- _Assigned task_
Return only what lies between the first line of the entries and the line containing "- removes unneeded", both lines included.

[Items from a dataset]
########
PR #867, opened 2021-07-06
update Prometheus integration

jetzlstorfer:
- Update to use latest Prometheus service 
- Remove Prometheus SLi service as it is now part of the Prometheus service anyway


johannes-b (approved):
lgtm

PR #898, opened 2021-08-12
Adding missing docu for OAuth/OpenID Authentication in Keptn Bridge

johannes-b:


jetzlstorfer:
Disclaimer: I am not an expert on OAuth, however, there might be some inconsistencies in the docs.

In one example the endpoint is defined as `token` while in the other example it is defined as `token_decision`:
image



Also, the payload does not match:
image

johannes-b:
@jetzlstorfer thanks for the feedback. I have fixed the inconsistency.

jetzlstorfer (approved):
lgtm

PR #950, opened 2021-10-21
Added filtering feature to integrations page

TannerGilbert:


christian-kreuzberger-dtx:
We decided to not use the notification filter for now, as it would only display one service (slack-service), as the other ones are deprecated.

PR #999, opened 2021-12-23
Provide hint to do Helm upgrade

johannes-b:
Signed-off-by: Johannes <johannes.braeuer@dynatrace.com>


oleg-nenashev (approved):

oleg-nenashev (approved):
As mentioned in Slack by @bacherfl  and confirmed by @mowies, `keptn set config KubeContextCheck true` could be also used. Merging this one so that the issue is referenced

PR #1001, opened 2021-12-28
Disable the public demo

oleg-nenashev:
Until https://github.com/keptn/community/issues/89 is ready, we cannot serve the public demo.

Tutorials are also updated by https://github.com/keptn/tutorials/pull/216


grabnerandi (approved):
lgtm

PR #1029, opened 2022-02-03
fix: Fix auto generation of CLI docs for new Keptn releases

mowies:
### This PR
- fixes an issue where the CLI docs for a new release could not be generated when a new release of Keptn happened
- removes unneeded files for the spell checker pipeline that is not used anymore
- instead of downloading the CLI using get.keptn.sh, it's now downloaded directly from the CI run in keptn/keptn which was triggered by the tag of a new release

### Related issues:
Fixes keptn/keptn#6716


.github/workflows/auto-update.yml
```diff
@@ -21,41 +16,71 @@ jobs:
       - name: Checkout
         uses: actions/checkout@v2
         with:
-          fetch-depth: 0
+          token: ${{ secrets.KEPTN_BOT_TOKEN }}
+
+      - name: Checkout
```
thisthat, line 21: why two checkouts in a row?

.github/workflows/auto-update.yml
```diff
@@ -21,41 +16,71 @@ jobs:
...
+          mv "$CLI" ./keptn
+          chmod +x ./keptn
 
       - name: Generate docs
         env:
           SOURCE_VERSION_SLUG: ${{ env.SOURCE_VERSION_SLUG }}
+          DOCS_PATH: "./content/docs/${{ env.SOURCE_VERSION_SLUG }}/reference/cli/commands"
         run: |
-          full_path="./content/docs/$SOURCE_VERSION_SLUG/reference/cli/commands"
           if [[ ! -d $full_path ]]; then
```
thisthat, line 68:
```suggestion
          if [[ ! -d $DOCS_PATH ]]; then
```

.github/workflows/auto-update.yml
mowies: one is for the keptn.github.io repo and one is for the keptn/keptn repo
see: https://github.com/keptn/keptn.github.io/pull/1029/files#diff-fc41c8132b450c9cc5a4d687b8fad2774fbddc829b368b97888186542adf3d78R24

.github/workflows/auto-update.yml
mowies: good catch!

thisthat (approved):

PR #1034, opened 2022-02-11
fix broken xref to shipyard config

StackScribe:


oleg-nenashev (approved):
Thanks! There is a ticket for link consistency check automation

PR #1042, opened 2022-02-15
Add info about doc source structure, etc

StackScribe:

I added some information about things that took me a while to unravel.


johannes-b (approved):
Looks good to me!

oleg-nenashev (approved):
The content looks good! We will need to re-integrate -patches from @AnonymousCodes911 after the merge, but right now the DCO is not passing there. @StackScribe it would be great if you could follow-up and help to get it merged

PR #1067, opened 2022-02-21
Add redirect to the GSoC website

oleg-nenashev:
Redirects keptn.sh/gsoc to https://github.com/keptn/community/blob/main/mentorship/gsoc where all the content resides at the moment

Signed-off-by: Oleg Nenashev <o.v.nenashev@gmail.com>

### DIFF
--- a/netlify.toml
+++ b/netlify.toml
@@ -12,6 +12,6 @@ HUGO_ENABLEGITINFO = "true"
 [[redirects]]
   from = "/gsoc"
   to = "https://github.com/keptn/community/blob/main/mentorship/gsoc"
-  status = 301
+  status = 302
   force = false
   query = {path = ":path"}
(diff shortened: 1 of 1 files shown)


johannes-b:
@oleg-nenashev your changes look good to me, but what is actually the reasoning why you would like to have this redirect? From where is the user coming?

oleg-nenashev:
########
- _Response below_
PR #867, opened 2021-07-06
update Prometheus integration

jetzlstorfer:
- Update to use latest Prometheus service 
- Remove Prometheus SLi service as it is now part of the Prometheus service anyway


johannes-b (approved):
lgtm

PR #898, opened 2021-08-12
Adding missing docu for OAuth/OpenID Authentication in Keptn Bridge

johannes-b:


jetzlstorfer:
Disclaimer: I am not an expert on OAuth, however, there might be some inconsistencies in the docs.

In one example the endpoint is defined as `token` while in the other example it is defined as `token_decision`:
image



Also, the payload does not match:
image

johannes-b:
@jetzlstorfer thanks for the feedback. I have fixed the inconsistency.

jetzlstorfer (approved):
lgtm

PR #950, opened 2021-10-21
Added filtering feature to integrations page

TannerGilbert:


christian-kreuzberger-dtx:
We decided to not use the notification filter for now, as it would only display one service (slack-service), as the other ones are deprecated.

PR #999, opened 2021-12-23
Provide hint to do Helm upgrade

johannes-b:
Signed-off-by: Johannes <johannes.braeuer@dynatrace.com>


oleg-nenashev (approved):

oleg-nenashev (approved):
As mentioned in Slack by @bacherfl  and confirmed by @mowies, `keptn set config KubeContextCheck true` could be also used. Merging this one so that the issue is referenced

PR #1001, opened 2021-12-28
Disable the public demo

oleg-nenashev:
Until https://github.com/keptn/community/issues/89 is ready, we cannot serve the public demo.

Tutorials are also updated by https://github.com/keptn/tutorials/pull/216


grabnerandi (approved):
lgtm

PR #1029, opened 2022-02-03
fix: Fix auto generation of CLI docs for new Keptn releases

mowies:
### This PR
- fixes an issue where the CLI docs for a new release could not be generated when a new release of Keptn happened
- removes unneeded files for the spell checker pipeline that is not used anymore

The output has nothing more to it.